Assignment #9

Due Friday, June 11

Office hours: This week Thursday office hours will be 11:00-12:00.

To do but not hand in:

p. 263, Ex. 6;

I-3;

M-7 but with $n = 3551$ and $\phi(n) = 3432$;

O-2,

P-1, P-2.

To hand in:

p. 263, Ex. 11;

O-1, O-3, O-4, O-5;

P-3, P-4.

Problem P-1. Try the complex demos linked from the course home page.

(a) For the infinite geometric series, why does the sum go crazy when the argument gets to the circle or beyond?

(b) For the exponential function, what happens to the sum when the argument is on the vertical (``imaginary'') axis?

(c) For the complex analytic function, at what points is the image not ``conformal'' (angle-preserving when viewed with a microscope)?

Problem P-2. Let $q = p^k$, where $p$ is a prime, and consider the three-dimensional vector space $(F _ q)^3$ over $F _ q$.

This field gives a block design in which plants correspond to 1-dimensional subspaces and blocks correspond to 2-dimensional subspaces. How many plants are there, how many blocks, and how many plants per block?

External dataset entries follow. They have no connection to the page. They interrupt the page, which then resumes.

PR #6326, opened 2025-06-07
build: extract helper methods in DownloadBrandLogosTask to reduce complexity

RubenKelevra:
Split run() method into downloadLogo() and computeSmallImageUrl() to improve readability and maintainability.

Fixes two detekt complains:

```
buildSrc/src/main/java/DownloadBrandLogosTask.kt:20:21: The function run appears to be too complex based on Cyclomatic Complexity (complexity: 19). Defined complexity threshold for methods is set to '15' [CyclomaticComplexMethod]

buildSrc/src/main/java/DownloadBrandLogosTask.kt:20:21: Function run is nested too deeply. [NestedBlockDepth]
```

### DIFF
--- a/buildSrc/src/main/java/DownloadBrandLogosTask.kt
+++ b/buildSrc/src/main/java/DownloadBrandLogosTask.kt
@@ -26,51 +26,46 @@ open class DownloadBrandLogosTask : DefaultTask() {
         /* NSI uses (atm) a slightly different format than the normal presets: The presets are in
            a sub-object called "presets" */
         val presets = nsiPresetsJson.obj("presets")!!
-        for (entry in presets.entries) {
-            val id = entry.key
-            val presetJson = entry.value as JsonObject
-            val imageURL = presetJson["imageURL"] as String?
-            if (imageURL != null) {
-                val smallImageUrl = when {
-                    imageURL.contains("graph.facebook.com") && imageURL.endsWith("large") -> {
-                        // small is about 50x50px. large would be 200x200px
-                        imageURL.replaceRange(imageURL.length - 5, imageURL.length, "small")
-                    }
-                    imageURL.contains("commons.wikimedia.org") && imageURL.endsWith("width=100") -> {
-                        imageURL.replaceRange(imageURL.length - 3, imageURL.length, "50")
-                    }
-                    imageURL.contains("pbs.twimg.com/profile_images") -> {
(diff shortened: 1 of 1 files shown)


westnordost (commented):
Did you test it?

RubenKelevra:
Well, I didn't really expect that you're working on the weekend. So the two tasks are still running for validation. Got _bamboo piping_ - how we say in Germany - so this will take a while.

But I noticed that we skip all svgs... that would be easily fixable, as Wikipedia does render SVGs, we would just need to convert the URL from the original SVG file to the rendered PNG ones. Should I add this, or is there no plan to ever use this again?

matkoniecz:
> Well, I didn't really expect that you're working on the weekend. 

At least I am appearing on this issue tracker quite randomly, especially as basically all of my issue tracker activity here is an unpaid hobby :)

I would expect that PRs not yet finished and not yet ready for full review and merge would be created as drafts (I did it with say #6302)

RubenKelevra:
Sure, let's make it a draft. :)

RubenKelevra:
... and I think retries would also help. The current version is failing hard on a single timeout :/

``` 

> Task :app:downloadBrandLogos FAILED

[Incubating] Problems report is available at: file:///home/ruben/Projects/streetcomplete_StreetComplete/build/reports/problems/problems-report.html

FAILURE: Build failed with an exception.

* What went wrong:
Execution failed for task ':app:downloadBrandLogos'.
> java.net.ConnectException: Connection timed out

```

westnordost:
Maybe the URLs are not current anymore. Or maybe in the meantime there is some sort of (LLM-training-induced) quota on getting these logos.

In any case, this class is basically dead code. We don't actually download the brand logos for StreetComplete, because I noticed that they are just too big to include. The code just sits there because it also doesn't bothers anyone.

So... anyway, let's just not spend time on that.

RubenKelevra:
Sad, I liked the idea to get small icons, say if you're asked about the opening hours, next to the name of the shop.

I mean, instead of saving all of them inside the app, they could also be fetched on the fly and stored it in the cache of the app instead?

matkoniecz:
And if it is dead and use is not planned then maybe it can be deleted?

westnordost:
Well, I guess it would be possible to download them directly when being displayed and then cached for some time. That's how iD does it. It would be unusual though for StreetComplete, because otherwise all functionality is available offline.

PR #6332, opened 2025-06-07
avoid integer math in StreetParkingDrawable

RubenKelevra:
With the current images "ic_car*" this is not causing any harm, however if the image is turned 90° the integer math can lead to 0 as result for height/width. Leading to Infinity as results.

To avoid issues after exchanging/adding the images in the future, implicit floating point operations are required.


westnordost (approved):

westnordost:
thanks

PR #6337, opened 2025-06-08
Re-do survey checker

westnordost:
- move to common
- add test for RecentLocations class
- put survey-checking into singleton class (instead of having RecentLocations as the singleton)


Helium314:
Looks mostly good to me, but clearing all locations closer than `minDistanceMeters` to a newly added location seems to break the purpose of `RecentLocations`.
If the user is walking, any location within ~30 seconds will be within the 40 m `minDistanceMeters` of the previous location. So if there is more than one location update every 30 seconds, each update will very likely trigger removal of the previous location. `RecentLocations` would only work when moving very fast, having bad GPS, or having network-based locations.

westnordost:
Oh, right, of course! Dang it, thanks for the review! Will correct this...

Helium314:
I guess that's why I did the distance check when getting the location sequence. But of course that's much less efficient.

(Method: Counting 1-dimensional subspaces is like what you did before for $\mathbb{F}_ p ^ 3$; so is counting the number of 1-dimensional subspaces per 2-dimensional subspaces; and those two numbers should be enough to find the number of 2-dimensional subspaces.)

Problem P-3. Explain how to make $\mathbb{F}_ 8$ using congruences modulo an irreducible polynomial in $\mathbb{F}_ 2[x]$.

Problem P-4. Consider the grid in $\mathbb{C}$ consisting of the points $a + bi$ where $a$ or $b$ is an integer. Draw a picture of the image of this grid after being transformed by the map $w \mapsto (1 + 2i)w$.